EXERCISE PROMPT
Starting at the top of the entries, restate word for word each line up to and including the one with "# This PR fixes issue #117".

RECORDED INFORMATION
Issue #117, opened 2021-09-13
CELTS Admin Manage Service Learning Courses


bryantal:
SRS Item: 5.6 - The CELTS administrator must be able to manage SL Course Proposals

This will be the table where CELTS admins can view and manage all service learning course proposals for the upcoming term.
![image](https://user-images.githubusercontent.com/28715731/133150309-7879fac4-5a3d-4a05-9826-3f99deaa49bf.png)

CELTS SRS: https://docs.google.com/document/d/17URsAbRVdhJ9lBABzlM3Zk7KKbmuD2m9aYMT3tG2lkw/edit
CELTS Admin Wireframe: https://balsamiq-wireframes.appspot.com/?state=%7B%22ids%22:%5B%221etrefTLsvWQntesh5_TDdC66TRVzRpHf%22%5D,%22action%22:%22open%22,%22userId%22:%22109665407847548855125%22,%22resourceKeys%22:%7B%7D%7D

bryantal:
![](https://github.trello.services/images/mini-trello-icon.png) [CELTS #117: CELTS Admin Manage Service Learning Courses](https://trello.com/c/RyLfxymg/313-celts-117-celts-admin-manage-service-learning-courses)

mupotsal:
@Sandesh-L How is this issue different from what you have been working on?

Sandesh-L:
@mupotsal We only implemented the remove course option. None of the other ones. This looks to be the admin side of the sl courses. We only built the view for the professors. The PR was merged so you can check app/templates/admin/createSLProposalTable.html for the html that we built

PR #136, opened 2021-09-30
Slc admin view issue117

tylerpar99:
# This PR fixes issue #117 

## Note: Left sent section of approved course blank as we are waiting on a decision to be made about how we are going to store the information regarding what emails have been sent.


app/controllers/admin/routes.py
```diff
@@ -174,3 +175,28 @@ def addParticipants():
...
+    '''
+    Renders the page for admins to manage Course Proposals
+    '''
+    currentTerm = Term.get(Term.isCurrentTerm)
+    if termId == None:
+        termId = currentTerm
+    else:
+        termId = (int(termId))
+
+    print(type(termId))
```
BrianRamsay: debug print

app/controllers/admin/routes.py
```diff
@@ -174,3 +175,28 @@ def addParticipants():
...
+    pending = pendingCourses(termId)
+    approve = approveCourses(termId)
+    print(termId, "================")
```
BrianRamsay: debug print

app/controllers/admin/routes.py
```diff
@@ -174,3 +175,28 @@ def addParticipants():
...
     return render_template('addParticipants.html',
                             title="Add Participants")
+
+@admin_bp.route('/courseManagement', methods = ['GET', 'POST'])
+@admin_bp.route('/<termId>/courseManagement', methods = ['GET', 'POST'])
+def courseManagement(termId = None):
+    '''
+    Renders the page for admins to manage Course Proposals
+    '''
+    currentTerm = Term.get(Term.isCurrentTerm)
```
BrianRamsay: there is already a global to get the current term `g.current_term`

app/controllers/admin/routes.py
```diff
@@ -174,3 +175,28 @@ def addParticipants():
...
+    if termId == None:
+        termId = currentTerm
+    else:
+        termId = (int(termId))
```
BrianRamsay: you should validate termId by getting a Term object at the beginning of the controller. Then you can use that Term object later

app/static/js/courseManagement.js
```diff
@@ -0,0 +1,19 @@
+function changeTerm() {
+  var termId = $('option:selected', selectTerm).attr('value');
+  console.log("lalalalalalal", termId);
```
BrianRamsay: debug output

app/static/js/courseManagement.js
```diff
@@ -0,0 +1,19 @@
...
+    type: "POST",
+    url: "/courseManagement" + "/" ,
+    data: JSON.stringify(termId),
+    contentType: "application/json",
+    success: function(response){
+
+      }
+    })
+    $('form').submit();
+};
```
BrianRamsay, line 4: I'm confused about this ajax call that does nothing on success, and this form submission that doesn't wait for the ajax to finish

tests/code/test_course_management.py
```diff
@@ -0,0 +1,49 @@
...
+                                        isAllSectionsServiceLearning = 0,
+                                        isPermanentlyDesignated = 0)
+
+        testingCourse = Course.create(courseName = "Testing Pending",
+                                        term = 3,
+                                        status = 2,
+                                        courseCredit = "12",
+                                        createdBy = "Tyler Parton",
+                                        isAllSectionsServiceLearning = 0,
+                                        isPermanentlyDesignated = 0)
```
BrianRamsay, line 25: Why not add these to the test data, instead of specifying it all here?

BrianRamsay: Also, the test fails for me. `/Users/ramsayb2/dev/celts/tests/code/test_course_management.py:46: AssertionError: assert 'Testing Approved' in []`

BrianRamsay (changes requested):

tests/code/test_course_management.py
tylerpar99: I ran the test and It passes for me, not sure if there is a difference in test data causing it, if so I don't know what that would be. Regarding the reason we added the creations there, the idea was regardless of how someone manipulated the test data out test would pass. If we added it to test data the issue is someone can go in and change it which would fail our test. We figured the best way to rectify this was to have it create and delete the event within the test and regardless of what someone had in their own branch it would pass. @BrianRamsay

app/controllers/admin/routes.py
```diff
@@ -174,3 +175,26 @@ def addParticipants():
...
+@admin_bp.route('/<termId>/courseManagement', methods = ['GET', 'POST'])
+def courseManagement(termId = None):
+    '''
+    Renders the page for admins to manage Course Proposals
+    '''
+    currentTerm = g.current_term
+    if termId == None:
+        termId = currentTerm
+    else:
+        termId = Term.get(Term.id == termId)
```
BrianRamsay: These lines can be made a bit simpler, in addition to handling the case where an invalid termId came in.

```
term = Term.get_or_none(Term.id == termId)
if not term:
    term = g.current_term
```

tests/code/test_course_management.py
BrianRamsay: A good plan. I think it does make sense to have pure test data connected to the test

app/logic/courseManagement.py
```diff
@@ -0,0 +1,34 @@
...
+    '''
+    Queries the database to get all the neccessary information for
+    pending courses.
+    '''
+
+    approveCourses = (CourseInstructor.select(Course.courseName, Term.description, CourseInstructor.user, Course.status)
+                    .join(Course)
+                    .join(CourseStatus)
+                    .switch(Course)
+                    .join(Term)).where(CourseInstructor.course.term.id == termId, Course.status.status == "Approve")
```
BrianRamsay: Shouldn't this status be "Approved" instead of "Approve"? Or does it mean something other than that this course is approved?

BrianRamsay: And if it should be approved, that language should change everywhere (including variable and method names)

app/controllers/admin/routes.py
BrianRamsay: Notice that instead of calling a variable `termId`, it's called `term`, because that's what it is. A `Term` object, not a numeric ID.

app/templates/admin/courseManagement.html
```diff
@@ -0,0 +1,87 @@
...
+
+{% block app_content %}
+
+<div id="content">
+  <h1 class="text-center pt-1 pb-4">Service Learning Course Proposal Management</h1>
+  <div class="text-center">
+    <form id="termSelector" action="" method="post">
+      <select class="w-25" id="selectTerm" onchange="formSubmit(this.value)">
+          {% for term in terms %}
+            <option value="{{term.id}}" {{ "selected" if term.id == termId }}> {{ term.description }}</option>
```
BrianRamsay: Does this actually work? Because `termId` is an object here, not a number. If it does work, you're just getting lucky that the object is smart enough to convert itself to a number for the operation (or rather, that it has implemented the equality operator with an integer by comparing to its ID)

BrianRamsay (changes requested):

app/controllers/admin/routes.py
```diff
@@ -160,3 +158,27 @@ def addParticipants():
 
     return render_template('addParticipants.html',
                             title="Add Participants")
+
+@admin_bp.route('/courseManagement', methods = ['GET', 'POST'])
+@admin_bp.route('/<term>/courseManagement', methods = ['GET', 'POST'])
```
BrianRamsay: I'd flip that around so the url is `/courseManagement/<term>`

app/controllers/admin/routes.py
```diff
@@ -160,3 +158,27 @@ def addParticipants():
...
+    Renders the page for admins to manage Course Proposals
+    '''
+
+    term = Term.get_or_none(Term.id == term)
+    if not term:
+        term = g.current_term
+
+
+    pending, pendingCourseInstructor = pendingCourses(term)
+    approved, approvedCourseInstructor = approvedCourses(term)
```
BrianRamsay: These return values should be combined. One is a list of course ids, and the other is a dictionary with keys that are course ids. That's the same data. If you return just the dictionary you have the data you need

app/controllers/admin/routes.py
```diff
@@ -160,3 +158,27 @@ def addParticipants():
...
+    terms = selectFutureTerms(g.current_term)
```
BrianRamsay: This function is gone now

app/logic/courseManagement.py
```diff
@@ -0,0 +1,56 @@
...
+from app.models.course import Course
+from app.models.term import Term
+
+
+def pendingCourses(termId):
+    '''
+    Queries the database to get all the neccessary information for
+    non approved and non completed courses.
+    '''
+
```
BrianRamsay, line 12: You should be able to get course and instructor info in one query. An alternate option would be to use the courseInstructors backreference that was added to Course

BrianRamsay (changes requested):
There are some changes that can be made to this PR in light of other changes that have gone in since (like the courseInstructors backreference)

BrianRamsay (approved):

EXERCISE RESPONSE
Issue #117, opened 2021-09-13
CELTS Admin Manage Service Learning Courses


bryantal:
SRS Item: 5.6 - The CELTS administrator must be able to manage SL Course Proposals

This will be the table where CELTS admins can view and manage all service learning course proposals for the upcoming term.
![image](https://user-images.githubusercontent.com/28715731/133150309-7879fac4-5a3d-4a05-9826-3f99deaa49bf.png)

CELTS SRS: https://docs.google.com/document/d/17URsAbRVdhJ9lBABzlM3Zk7KKbmuD2m9aYMT3tG2lkw/edit
CELTS Admin Wireframe: https://balsamiq-wireframes.appspot.com/?state=%7B%22ids%22:%5B%221etrefTLsvWQntesh5_TDdC66TRVzRpHf%22%5D,%22action%22:%22open%22,%22userId%22:%22109665407847548855125%22,%22resourceKeys%22:%7B%7D%7D

bryantal:
![](https://github.trello.services/images/mini-trello-icon.png) [CELTS #117: CELTS Admin Manage Service Learning Courses](https://trello.com/c/RyLfxymg/313-celts-117-celts-admin-manage-service-learning-courses)

mupotsal:
@Sandesh-L How is this issue different from what you have been working on?

Sandesh-L:
@mupotsal We only implemented the remove course option. None of the other ones. This looks to be the admin side of the sl courses. We only built the view for the professors. The PR was merged so you can check app/templates/admin/createSLProposalTable.html for the html that we built

PR #136, opened 2021-09-30
Slc admin view issue117

tylerpar99:
# This PR fixes issue #117 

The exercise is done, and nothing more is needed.